The Scottish Enlightenment thinker David Hume captured this trend in his Treatise on Human Nature. Now that the natural sciences were established on an experimental basis, Hume proposed that it was time to start advancing the science of man via, to use the book’s subtitle, “An Attempt to Introduce the Experimental Method of Reasoning into Moral Subjects.” Just as there were natural harmonies in the physical world to be discovered through the natural sciences, more and more people searched for similar harmonies in human society through social sciences like political economy. The goal was to use the acquired knowledge to improve the social order.

It’s in this context that figures like Hume’s friend and colleague Adam Smith started substantially rethinking subjects like politics and economics. Smith’s most famous book, The Wealth of Nations, was based on almost two decades of study of societal conditions, exploration of historical sources, reflections on human nature based on external observation of people’s habits, and the development of hypotheses concerning the underlying causes of people’s choices and actions. Of equal importance was Smith’s choice not to locate his inquiry into what leads to the sustained creation of wealth in a book about moral theory, as Aristotle might have. Smith treated his topic as a stand-alone subject, thus advancing economics as a stand-alone discipline.

Smith, however, didn’t engage these subjects simply because he wanted to better understand economic life. Smith was interested in change—and more than just the material improvements that might come from, for example, greater amounts of wealth. He was as much concerned with civilizational growth.

In summary, the social sciences pursued by scholars like Smith involved study of the conditions in which humans lived. Based on this data, they proposed hypotheses about how humans might behave in different conditions. But their general objective was to outline paths toward better societies: in Smith’s case, freer, more just, and more prosperous societies. Thus, while there was a distinction between (1) the empirical aspect of their work, and (2) their moral and political goals, the former was understood as serving the latter. That was the point of doing social science.

 

The Corruption of Reason

So far, so good. Smith’s development of economics as a distinct social science in his Wealth of Nations helped facilitated a revolution and made an indispensable contribution to improving human well-being. This is social science at its best.

But what happens when you start thinking you can “remake” human beings through influencing and changing the environment, especially if you think that through applying the scientific method to society, you have stumbled on some core ideas that contain the key to creating a perfect world? It’s at this point that you have begun to wander down the path of ideology.

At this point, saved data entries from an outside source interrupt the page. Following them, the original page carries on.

PR #2298, opened 2026-03-22
#1645: add support for "search after" pagination

klimov-paul:
Resolves #1645.

Adds support for "search after" pagination and infinite documents scroll.

See: https://www.elastic.co/guide/en/elasticsearch/reference/8.18/paginate-search-results.html#search-after

Covers "8.x" branch.
Should be merged to "9.x" separately, if PR is accepted.

## Summary by CodeRabbit

* **New Features**
  * Introduced search-after pagination support for efficient cursor-based navigation through large result sets.
  * Added methods to iterate through results with automatic pagination handling.

PR #2299, opened 2026-04-06
#1645: add support for "search after" pagination

### LINKED ISSUE #1645: Implement Search After. With an iterator ?
The Query object is missing a setter for the `search_after` param.

https://www.elastic.co/guide/en/elasticsearch/reference/current/search-request-search-after.html

I would also like to discuss about adding an iterator to do deep scrolling with `search_after`, based on the model of the `Scroll.php`. Do you think it would be a good addition ?

klimov-paul:
Resolves #1645.

Adds support for "search after" pagination and infinite documents scroll.

See: https://www.elastic.co/guide/en/elasticsearch/reference/8.18/paginate-search-results.html#search-after

Covers "9.x" branch.
Should be ported to "8.x" separately, if PR is accepted.

Migrated from #2298.

## Summary by CodeRabbit

* **New Features**
  * Added "search after" pagination and new iteration APIs to traverse results as individual items or batches with configurable batch sizes.

* **Documentation**
  * Updated changelog to note the new pagination support.

* **Tests**
  * Added functional tests validating search-after pagination, batch/each iteration behavior, ordering, and error conditions for invalid iteration parameters.

### DIFF
--- a/src/Document.php
+++ b/src/Document.php
@@ -235,11 +235,9 @@ class Document extends AbstractUpdateAction
     }
 
     /**
-     * @see \Elastica\Query::setSearchAfter()
-     *
      * Returns the sort position for this document, which can be used as starting offset to search next hits page.
      *
-     * @return array
+     * @see \Elastica\Query::setSearchAfter()
      */
     public function getSort(): array
     {
--- a/src/Document.php
+++ b/src/Document.php
@@ -235,6 +235,18 @@ class Document extends AbstractUpdateAction
     }
 
     /**
+     * @see \Elastica\Query::setSearchAfter()
+     *
+     * Returns the sort position for this document, which can be used as starting offset to search next hits page.
+     *
+     * @return array
+     */
+    public function getSort(): array
+    {
+        return $this->getParam('sort');
+    }
+
+    /**
      * Returns the document as an array.
      */
     public function toArray(): array
--- a/src/Index.php
+++ b/src/Index.php
@@ -551,17 +551,7 @@ class Index implements SearchableInterface
      */
     public function each($query = '', int $batchSize = 100, ?array $options = null): \Generator
     {
-        if ($batchSize < 1) {
-            throw new InvalidException('Batch size must be greater than 0.');
-        }
-
-        $query = clone Query::create($query);
-
-        if (!$query->hasParam('sort')) {
-            throw new InvalidException('Query must have "sort" parameter in order to use "search after" based iteration.');
-        }
-
-        $query->setSize($batchSize);
+        $query = $this->prepareSearchAfterIteratorQuery($query, $batchSize);
 
         while (true) {
             $resultSet = $this->search($query, $options);
@@ -589,17 +579,7 @@ class Index implements SearchableInterface
      */
     public function batch($query = '', int $batchSize = 100, ?array $options = null): \Generator
     {
-        if ($batchSize < 1) {
-            throw new InvalidException('Batch size must be greater than 0.');
-        }
-
-        $query = clone Query::create($query);
-
-        if (!$query->hasParam('sort')) {
-            throw new InvalidException('Query must have "sort" parameter in order to use "search after" based iteration.');
-        }
-
-        $query->setSize($batchSize);
+        $query = $this->prepareSearchAfterIteratorQuery($query, $batchSize);
 
         while (true) {
             $resultSet = $this->search($query, $options);
@@ -619,6 +599,27 @@ class Index implements SearchableInterface
 
             $query->setSearchAfter($lastDocument->getSort());
         }
+    }
+
+    private function prepareSearchAfterIteratorQuery(mixed $query, int $batchSize): Query
+    {
+        if ($batchSize < 1) {
+            throw new InvalidException('Batch size must be greater than 0.');
+        }
+
+        $query = clone Query::create($query); // if original query is object - keep it intact
+
+        if (!$query->hasParam('sort')) {
+            throw new InvalidException('Query must have "sort" parameter in order to use "search after" based iteration.');
+        }
+
+        if ($query->hasParam('from') && 0 !== $query->getParam('from')) {
+            throw new InvalidException('Query must not specify "from" parameter in order to use "search after" based iteration.');
+        }
+
+        $query->setSize($batchSize);
+
+        return $query;
     }
 
     /**
--- a/src/Index.php
+++ b/src/Index.php
@@ -540,6 +540,88 @@ class Index implements SearchableInterface
     }
 
     /**
+     * Iterates over all documents, matching given query, using "search after" based pagination.
+     *
+     * @see \Elastica\Query::setSearchAfter()
+     *
+     * @param mixed $query search query with sort by unique document field.
+     * @param int $batchSize the number of rows to be returned in each batch (e.g. each query size).
+     * @param array|null $options search request options.
+     * @return \Generator|\Elastica\Document[] list of all documents matched the given query as iterator.
+     */
+    public function each($query = '', int $batchSize = 100, ?array $options = null): \Generator
+    {
+        if ($batchSize < 1) {
+            throw new InvalidException('Batch size must be greater than 0.');
+        }
+
+        $query = clone Query::create($query);
+
+        if (!$query->hasParam('sort')) {
+            throw new InvalidException('Query must have "sort" parameter in order to use "search after" based iteration.');
+        }
+
+        $query->setSize($batchSize);
+
+        while (true) {
+            $resultSet = $this->search($query, $options);
+            foreach ($resultSet->getDocuments() as $document) {
+                yield $document;
+            }
+
+            if (count($resultSet->getDocuments()) < $batchSize) {
+                break;
+            }
+
+            $query->setSearchAfter($document->getSort());
+        }
+    }
+
+    /**
+     * Iterates over all documents in batches, matching given query, using "search after" based pagination.
+     *
+     * @see \Elastica\Query::setSearchAfter()
+     *
+     * @param mixed $query search query with sort by unique document field.
+     * @param int $batchSize the number of rows to be returned in each batch (e.g. each query size).
+     * @param array|null $options search request options.
+     * @return \Generator|\Elastica\Document[][] list of document batches matched the given query as iterator.
+     */
+    public function batch($query = '', int $batchSize = 100, ?array $options = null): \Generator
+    {
+        if ($batchSize < 1) {
+            throw new InvalidException('Batch size must be greater than 0.');
+        }
+
+        $query = clone Query::create($query);
+
+        if (!$query->hasParam('sort')) {
+            throw new InvalidException('Query must have "sort" parameter in order to use "search after" based iteration.');
+        }
+
+        $query->setSize($batchSize);
+
+        while (true) {
+            $resultSet = $this->search($query, $options);
+
+            $documents = $resultSet->getDocuments();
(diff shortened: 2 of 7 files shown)


src/Index.php
```diff
@@ -539,6 +539,89 @@ public function count($query = ''): int
...
+                yield $document;
+            }
+
+            if (count($resultSet->getDocuments()) < $batchSize) {
+                break;
+            }
+
+            $query->setSearchAfter($document->getSort());
+        }
+    }
```
ruflin, line 574: Fixes the PHPStan failure (`Variable $document might not be defined` at line 566), the two `\count` cs-fixer findings, and the duplicate `getDocuments()` call. Also reorders the PHPDoc to match the project convention (summary first, aligned `@param`s, blank line, `@see`, blank line, `@return` without a trailing period).

```suggestion
    /**
     * Iterates over all documents, matching given query, using "search after" based pagination.
     *
     * @param mixed      $query     search query with sort by unique document field
     * @param int        $batchSize the number of rows to be returned in each batch (e.g. each query size).
     * @param array|null $options   search request options
     *
     * @see \Elastica\Query::setSearchAfter()
     *
     * @return Document[]|\Generator list of all documents matched the given query as iterator
     */
    public function each($query = '', int $batchSize = 100, ?array $options = null): \Generator
    {
        $query = $this->prepareSearchAfterIteratorQuery($query, $batchSize);

        while (true) {
            $documents = $this->search($query, $options)->getDocuments();
            $count = \count($documents);
            if (0 === $count) {
                break;
            }

            foreach ($documents as $document) {
                yield $document;
            }

            if ($count < $batchSize) {
                break;
            }

            $query->setSearchAfter($documents[$count - 1]->getSort());
        }
    }
```

src/Index.php
```diff
@@ -539,6 +539,89 @@ public function count($query = ''): int
...
+
+            if (count($documents) < $batchSize) {
+                break;
+            }
+
+            $lastDocument = array_pop($documents);
+
+            $query->setSearchAfter($lastDocument->getSort());
+        }
+    }
```
ruflin, line 606: Same PHPDoc reordering, plus `\count(...)` for the cs-fixer rule, and replacing `array_pop()` (which mutates the just-yielded array) with an explicit last-index access. Functionally identical.

```suggestion
    /**
     * Iterates over all documents in batches, matching given query, using "search after" based pagination.
     *
     * @param mixed      $query     search query with sort by unique document field
     * @param int        $batchSize the number of rows to be returned in each batch (e.g. each query size).
     * @param array|null $options   search request options
     *
     * @see \Elastica\Query::setSearchAfter()
     *
     * @return Document[][]|\Generator list of document batches matched the given query as iterator
     */
    public function batch($query = '', int $batchSize = 100, ?array $options = null): \Generator
    {
        $query = $this->prepareSearchAfterIteratorQuery($query, $batchSize);

        while (true) {
            $documents = $this->search($query, $options)->getDocuments();
            $count = \count($documents);
            if (0 === $count) {
                break;
            }

            yield $documents;

            if ($count < $batchSize) {
                break;
            }

            $query->setSearchAfter($documents[$count - 1]->getSort());
        }
    }
```

src/Document.php
```diff
@@ -234,6 +234,18 @@ public function hasPipeline(): bool
...
+     * @see \Elastica\Query::setSearchAfter()
+     *
+     * Returns the sort position for this document, which can be used as starting offset to search next hits page.
+     *
+     * @return array
+     */
+    public function getSort(): array
+    {
+        return $this->getParam('sort');
+    }
```
ruflin, line 245: `@return array` is redundant with the `: array` return type and the cs-fixer flags it. Putting `@see` after the summary also matches the project's PHPDoc convention.

```suggestion
    /**
     * Returns the sort position for this document, which can be used as starting offset to search next hits page.
     *
     * @see \Elastica\Query::setSearchAfter()
     */
    public function getSort(): array
    {
        return $this->getParam('sort');
    }
```

src/Query.php
```diff
@@ -476,4 +476,20 @@ public function setTrackTotalHits($trackTotalHits = true): self
...
+     *
+     * @param array $searchAfter the sort of the last document from previous search result set.
+     * @return static self reference.
+     */
+    public function setSearchAfter(array $searchAfter): self
+    {
+        $this->setParam('search_after', $searchAfter);
+
+        return $this;
+    }
```
ruflin, line 496: Adds the missing blank line between `@param` and `@return`, removes the trailing periods, and reorders so the summary comes first (project convention: summary, blank, body text, blank, `@see`, blank, `@param`, blank, `@return`).

```suggestion
    /**
     * Allows retrieval of the next page of hits using sort values from previous page.
     *
     * The value of {@see \Elastica\Document::getSort()} should be passed as argument here.
     *
     * @see https://www.elastic.co/guide/en/elasticsearch/reference/current/paginate-search-results.html#search-after
     *
     * @param array $searchAfter the sort of the last document from previous search result set
     *
     * @return static self reference
     */
    public function setSearchAfter(array $searchAfter): self
    {
        $this->setParam('search_after', $searchAfter);

        return $this;
    }
```

tests/QueryTest.php
```diff
@@ -621,4 +621,44 @@ public function testSetTrackTotalHits(): void
...
+        $lastDocument->getParam('sort');
+
+        $this->assertNotEmpty($lastDocument->getSort());
+
+        $query->setSearchAfter($lastDocument->getSort());
+
+        $secondPageResultSet = $index->search($query);
+        $documents = $secondPageResultSet->getDocuments();
+        $this->assertCount(1, $documents);
+    }
```
ruflin, line 663: Two small tightenings:
1. `\array_pop(...)` for the cs-fixer rule.
2. Drop the no-op `$lastDocument->getParam('sort');` (return value discarded).
3. Assert the second-page document's id so the test actually verifies pagination continuity instead of just count.

With `country_id desc, region_id asc` over docs `1`(1,1), `2`(1,2), `3`(2,3): page 1 returns `['3', '1']`, so search_after on `1`'s sort should yield `'2'` next.

```suggestion
        /** @var Document $lastDocument */
        $lastDocument = \array_pop($documents);

        $this->assertNotEmpty($lastDocument->getSort());

        $query->setSearchAfter($lastDocument->getSort());

        $secondPageResultSet = $index->search($query);
        $documents = $secondPageResultSet->getDocuments();
        $this->assertCount(1, $documents);
        $this->assertSame('2', $documents[0]->getId());
    }
```

tests/IndexTest.php
```diff
@@ -856,4 +857,66 @@ public function testGetEmptyAliases(): void
...
+
+        $documentIds = [];
+        foreach ($index->batch($query, 2) as $documents) {
+            foreach ($documents as $document) {
+                $documentIds[] = $document->getId();
+            }
+        }
+
+        $this->assertEquals(['3', '2', '1'], $documentIds);
+    }
```
ruflin, line 922: Optional but recommended: cover the three validation branches in `prepareSearchAfterIteratorQuery()` so we don't regress the contract.

```php
#[Group('functional')]
public function testIterateEachThrowsWhenSortIsMissing(): void
{
    $index = $this->_createIndex();

    $this->expectException(InvalidException::class);
    $this->expectExceptionMessageMatches('/sort/');

    iterator_to_array($index->each(new Query(), 10));
}

#[Group('functional')]
public function testIterateEachThrowsWhenFromIsNonZero(): void
{
    $index = $this->_createIndex();

    $query = new Query();
    $query->setSort(['_id' => 'asc']);
    $query->setFrom(5);

    $this->expectException(InvalidException::class);
    $this->expectExceptionMessageMatches('/from/');

    iterator_to_array($index->each($query, 10));
}

#[Group('functional')]
public function testIterateEachThrowsWhenBatchSizeIsZero(): void
{
    $index = $this->_createIndex();

    $query = new Query();
    $query->setSort(['_id' => 'asc']);

    $this->expectException(InvalidException::class);
    $this->expectExceptionMessageMatches('/[Bb]atch size/');

    iterator_to_array($index->each($query, 0));
}
```

The same three should also be added for `batch()`. (Add `use Elastica\Exception\InvalidException;` at the top of the file.)

ruflin (changes requested):
Thanks for tackling this long-standing request — the design is right (generators, query cloning, validation) and `each()` / `batch()` are nice ergonomics on top of `search_after`.

Before merging I'd like to get the two failing CI jobs green and tighten the new code/tests. The PHPStan failure is real, the `php-cs-fixer` failures are mechanical, and the test gaps are easy to close.

## Summary of CI failures

### 1. PHPStan — `Variable $document might not be defined` (`src/Index.php#566`)

In `Index::each()`, `$document` is the `foreach` loop variable and is read after the loop. PHPStan correctly flags that it can be undefined when the page is empty. This also calls `getDocuments()` twice per iteration, which rebuilds the documents from the response each time. The fix below (caching the array, using the last index) addresses both and matches the shape of `batch()`.

### 2. PHPStan — stale baseline entry for `tests/Bulk/Action/UpdateDocumentTest.php`

```
Ignored error pattern #^Parameter \#1 \$expected of method PHPUnit\\Framework\\Assert\:\:assertSame\(\) contains unresolvable type\.$# ... was not matched in reported errors
```

This is **not introduced by this PR** — `9.x` is green because the underlying error happens to still be reported there, but adding `Document::getSort()` apparently changes inference enough that PHPStan no longer reports it on this branch. Easiest fix: remove the now-obsolete entry from `phpstan-baseline.neon` (the `argument.unresolvableType` block for `tests/Bulk/Action/UpdateDocumentTest.php`). Happy to do this in a follow-up if you'd prefer to keep this PR scoped.

### 3. `php-cs-fixer` — missing leading backslashes and PHPDoc ordering

The fixer wants:
- `\count(...)` and `\array_pop(...)` for the new function calls (project enforces `native_function_invocation` with `@all`).
- PHPDoc blocks reordered: summary first, then `@param`s (aligned), blank line, `@see`, blank line, `@return`. Trailing periods on `@param`/`@return` text removed. `@return array` removed when redundant with the return type (Document::getSort).
- Generator `@return` should list types as `Document[]|\Generator` (alpha-ish, classes first per the repo's existing pattern).

All of those are addressed in the inline suggestions below.

## Other (non-CI) suggestions

- `Index::batch()`: `array_pop()` mutates the array unnecessarily — using the last index is clearer. (Suggestion inline.)
- `tests/QueryTest.php::testSearchAfter()`: drop the no-op `$lastDocument->getParam('sort');` and assert the second-page document's id to actually verify continuity rather than just count. (Suggestion inline.)
- Test coverage misses the three validation branches in `prepareSearchAfterIteratorQuery()`. Adding three small tests (no `sort`, non-zero `from`, `batchSize < 1`) would lock the contract in. Not blocking, but recommended.

CodeRabbit suggested adding guards in `Document::getSort()` and `Query::setSearchAfter()`. I'd skip those — `Param::getParam()` already throws `InvalidException` when the key is missing, and Elasticsearch already rejects empty `search_after`. Not worth the extra surface.

Happy to land this once the two CI jobs are green.

ruflin:
@klimov-paul Sorry about the super slow round trip time. I have directly pushed a commit to your branch with the CI fixes and small improvements. So you can ignore all the code comments. Hope that is ok for you.

ruflin (approved):

ruflin:
@klimov-paul Thank you for the contribution! Should we backport this to 8.x as proposed before? Do you want to tackle this directly?

klimov-paul:
Backport to 8.x would be nice, but I have to leave it in your hands.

The word ideology seems to have been coined by the French Enlightenment figure Antoine Destutt de Tracy. For him, it was “the “science of ideas,” meaning the discovery and articulation of a scientifically rational system of ideas that highlighted existing irrationalities in the social structures around us and which provided a way of making these structures more rational. Karl Marx and the way in which he developed his ideas exemplify this process.

Recall, for a start, that Marx insisted that his method for understanding what was really going on in society was strictly scientific. He did not claim to be doing philosophy. Having examined society in a manner he considered entirely scientific, Marx concluded that nineteenth century capitalist societies reflected the inexorable dialectics of history and the type of class structures that emerged as a result of changes in the means of production. Everything, ranging from religion to the rise of the middle class and the subsequent eclipse of aristocracy, was explainable in these terms. On the basis of these ostensibly scientific foundations, Marx worked out an entire all-embracing system that purported to explain the whole of human existence and history.

Emphases on Marxism’s scientific credentials appear everywhere in Marxist writings and rhetoric. Lenin regarded socialism as right not because it was just. It was right, in Lenin’s view, because it was the most scientifically rational way to organize society and the economy. As far as Lenin was concerned, all that he was doing when he seized power in Russia and sought to launch a world revolution was intervening scientifically in order to accelerate communism’s inevitable arrival. The Marxist theorist and revolutionary Leon Trotsky is often romanticized as a dissenter from Stalin’s policies in the 1920s. Trotsky’s Marxist orthodoxy, however, manifests itself in his insistence that communists had to reshape society along more scientific lines. In a 1924 book, he specified that “Communist life will not be formed blindly ... but it will be built consciously, it will be tested by thought, it will be directed and corrected.” Having extinguished spontaneity, Trotsky explained, “the human species, the sluggish Homo sapiens, will once again enter the state of radical reconstruction and will become in its own hands the object of the most complex methods of artificial selection and psychophysical training.” It followed that “barbarian routine” would be replaced “by scientific technique, and religion by science.”

 

Not So Scientific After all

Despite its aspirations to being scientific, Marxism turned out to be spectacularly wrong in its assumptions and conclusions. Precisely because it was an ideology, it was closed to important aspects of the full truth about reality. It could not acknowledge that free prices, for instance, were the only way to convey accurate information about the supply of and demand for thousands of goods and services. Why? Because once you accepted that, you would have to acknowledge there was no way to plan your way to communism through the state. That in turn meant there was no longer any point to the Communist Party’s monopoly of power.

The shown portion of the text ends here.